Re: Fwd: vmalloc error: btrfs-delalloc btrfs_work_helper [btrfs] in kernel 6.3.x

From: Forza
Date: Fri Jul 07 2023 - 06:49:11 EST




On 2023-07-06 12:54, Linux regression tracking (Thorsten Leemhuis) wrote:
On 06.07.23 10:08, Forza wrote:
On Wed, May 24, 2023 at 11:13:57AM +0200, David Sterba wrote:
[...]
A small update.

Thx for this.

I have been able test 6.2.16, all 6.3.x and 6.4.1 and they all show
the same issue.

I am now trying 6.1.37 since two days and have not been able to
reproduce this issue on any of my virtual qemu/kvm machines. Perhaps
this information is helpful in finding the root cause?

That means it's most likely a regression between v6.1..v6.2 (or
v6.1..v6.2.16 if we are unlucky) somewhere (from earlier in the thread
it sounds like it might not be Btrfs).

Agreed, I do not think this specific bug (cpuidle / default_enter_idle leaked IRQ state) is Btrfs related. Some of the virtual machines I test on do not use Btrfs.

Which makes we wonder: how long do you usually need to reproduce the
issue? If it's not too long it might mean that a bisection is the best
way forward, unless some developer sits down and looks closely at the
logs. With a bit of luck some dev will do that; but if we are unlucky we
likely will need a bisection.


It has varied. Sometimes immediately upon boot, but can take several hours or a day before showing up.
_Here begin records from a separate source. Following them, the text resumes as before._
PR #216, opened 2021-09-14
✨ Generate the manifests by calling the kubeadm

charleszheng44:
Generate the ncp manifests using the `kubeadm` executable


Dockerfile
```diff
@@ -45,14 +45,17 @@ RUN --mount=type=cache,target=/root/.cache/go-build \
...
     --mount=type=cache,target=/root/.local/share/golang \
     CGO_ENABLED=0 GOOS=linux GOARCH=${ARCH} go build -ldflags "${LDFLAGS} -extldflags '-static'"  -o manager ${package}
+RUN curl -L https://dl.k8s.io/release/v1.22.0/bin/linux/amd64/kubeadm -o kubeadm && chmod +x kubeadm
 ENTRYPOINT [ "/start.sh", "/workspace/manager" ]
 
 # Use distroless as minimal base image to package the manager binary
 # Refer to https://github.com/GoogleContainerTools/distroless for more details
-FROM gcr.io/distroless/static:nonroot
+# FROM gcr.io/distroless/static:nonroot
+FROM ubuntu
```
christopherhein, line 54: If we need to switch this can we use the debian from the distroless repo - https://github.com/GoogleContainerTools/distroless#docker

christopherhein (commented):
This is amazing so far, 1 comment for now and I want to pul this down and experiment with it tomorrow. 👍

controlplane/nested/controllers/controller_util.go
```diff
@@ -302,3 +306,367 @@ func genObjRefFromObj(obj ctrlcli.Object) corev1.ObjectReference {
...
+	for name, podTemplate := range templates {
+		pod := corev1.Pod{}
+		if err := yamlToObject([]byte(podTemplate), &pod); err != nil {
+			return nil, err
+		}
+		switch name {
+		case kubeadm.APIServer:
+			ret[kubeadm.APIServer] = completeKASPodSpec(pod, clusterName)
+		case kubeadm.ControllerManager:
+			ret[kubeadm.APIServer] = completeKCMPodSpec(pod, clusterName)
```
jzhoucliqr, line 345:
```suggestion
			ret[kubeadm. ControllerManager] = completeKCMPodSpec(pod, clusterName)
```

controlplane/nested/controllers/controller_util.go
```diff
@@ -302,3 +306,367 @@ func genObjRefFromObj(obj ctrlcli.Object) corev1.ObjectReference {
...
+		case kubeadm.Etcd:
+			ret[kubeadm.APIServer] = completeEtcdPodSpec(pod, clusterName)
```
jzhoucliqr, line 347:
```suggestion
			ret[kubeadm. Etcd] = completeEtcdPodSpec(pod, clusterName)
```

jzhoucliqr:
Thanks @charleszheng44 for the effort!  I'm trying out this PR, however, the etcd statefulset DNS resolve have some issue so it doesn't come up, not sure if you've seen this? 

`{"level":"warn","ts":1633452597.3438876,"caller":"netutil/netutil.go:131","msg":"failed to resolve URL Host; returning","url":"https://cluster-s1-etcd-0.cluster-s1-etcd.default.svc:2380","host":"cluster-s1-etcd-0.cluster-s1-etcd.default.svc:2380","retry-interval":1,"error":"lookup cluster-s1-etcd-0.cluster-s1-etcd.default.svc on 10.96.0.10:53: no such host"}`

charleszheng44:
> Thanks @charleszheng44 for the effort! I'm trying out this PR, however, the etcd statefulset DNS resolve have some issue so it doesn't come up, not sure if you've seen this?
> 
> `{"level":"warn","ts":1633452597.3438876,"caller":"netutil/netutil.go:131","msg":"failed to resolve URL Host; returning","url":"https://cluster-s1-etcd-0.cluster-s1-etcd.default.svc:2380","host":"cluster-s1-etcd-0.cluster-s1-etcd.default.svc:2380","retry-interval":1,"error":"lookup cluster-s1-etcd-0.cluster-s1-etcd.default.svc on 10.96.0.10:53: no such host"}`

@jzhoucliqr Thanks for finding the bug. I am working on it and will let you know once it is fixed 😃

jzhoucliqr:
I think the issue is because in statefulset we use component name as service name, which ends with -nestedetcd, but the actual service object name ends with -etcd. 
https://github.com/kubernetes-sigs/cluster-api-provider-nested/pull/216/files#diff-d3d34848bfdf7f6567e793bc968606d1628a0c36a69f141ecb7bf09e90c439c3R164

controlplane/nested/kubeadm/consts.go
```diff
@@ -0,0 +1,21 @@
+package kubeadm
+
+const (
+	KubeadmExecPath          = "/kubeadm"
+	KASManifestsPath         = "/etc/kubernetes/manifests/kube-apiserver.yaml"
```
jzhoucliqr, line 5: By using the same default file locations, could it cause conflict, for eg, when multiple clusters are created at the same time?

charleszheng44:
> I think the issue is because in statefulset we use component name as service name, which ends with -nestedetcd, but the actual service object name ends with -etcd. https://github.com/kubernetes-sigs/cluster-api-provider-nested/pull/216/files#diff-d3d34848bfdf7f6567e793bc968606d1628a0c36a69f141ecb7bf09e90c439c3R164

That's right 😅  Let me try it out. Thanks

charleszheng44:
@jzhoucliqr It should work now. Would you try it out?

controlplane/nested/kubeadm/consts.go
charleszheng44: Yes. That could be a problem. `kubeadm` does not support generating static pod manifests in a directory other than `/etc/kubernetes/manifests`. We should figure out a way to solve it.

charleszheng44: @christopherhein @Fei-Guo do you have any suggestions?

christopherhein: Can we span a new pod for each cluster and generate the manifests in the new pod then terminate after they have been created as configmaps?

charleszheng44: > Can we span a new pod for each cluster and generate the manifests in the new pod then terminate after they have been created as configmaps?

@christopherhein @jzhoucliqr 

Yes. That's also the only way I can see. Let's try to merge this PR first and I will create a new issue/PR to fix it?

christopherhein: I think that might work the only idea I could have is tracking what cluster is currently being templated and "lock" other reconciliation from processing until the current cluster bring up finishes.

charleszheng44: Then we need to add a big lock in the reconcile loop or reduce the ncp_controller's concurrency to one to ensure the ncp_controller is not creating more than one nested control plane at a time. Will that affect the performance?

jzhoucliqr:
> @jzhoucliqr It should work now. Would you try it out?

Thanks. Will try it out.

Also, I forgot to say I was basing my kernels on gentoo-kernels, which has some patches against vanilla. Therefore I will I will compile a set of vanilla kernels from 6.1.37 until 6.4.2 and run them in my testing machines to see where the problem is happening.

This is not a fast system, so it will likely take several days. But I will keep you posted.

Meanwhile, if you think of any specific kernel debug options, tracing, etc, that I should enable, let me know

Should we change the Subject line of this email thread?

Thanks

~Forza

Ciao, Thorsten (wearing his 'the Linux kernel's regression tracker' hat)
--
Everything you wanna know about Linux kernel regression tracking:
https://linux-regtracking.leemhuis.info/about/#tldr
If I did something stupid, please tell me, as explained on that page.